Task instructions:
Each line from the start of the records through the line containing "The test addition" is to be transcribed exactly, and no other line is to be included.
-------- Data for review
PR #2900, opened 2023-09-18
Fix possible nil ptr in snapshot/pvc clone controllers

akalenyu:
We slap on the clone-without-source index key regardless of source.PVC/source.Snapshot so
it was possible for a DV with PVC source to get queued for the snapshot controller
(and hence the nil ptr).

The test addition demonstrates a real use case where this would happen.

Fixes #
----------------
Response to the exercise:
PR #2900, opened 2023-09-18
Fix possible nil ptr in snapshot/pvc clone controllers

akalenyu:
We slap on the clone-without-source index key regardless of source.PVC/source.Snapshot so
it was possible for a DV with PVC source to get queued for the snapshot controller
(and hence the nil ptr).

The test addition demonstrates a real use case where this would happen.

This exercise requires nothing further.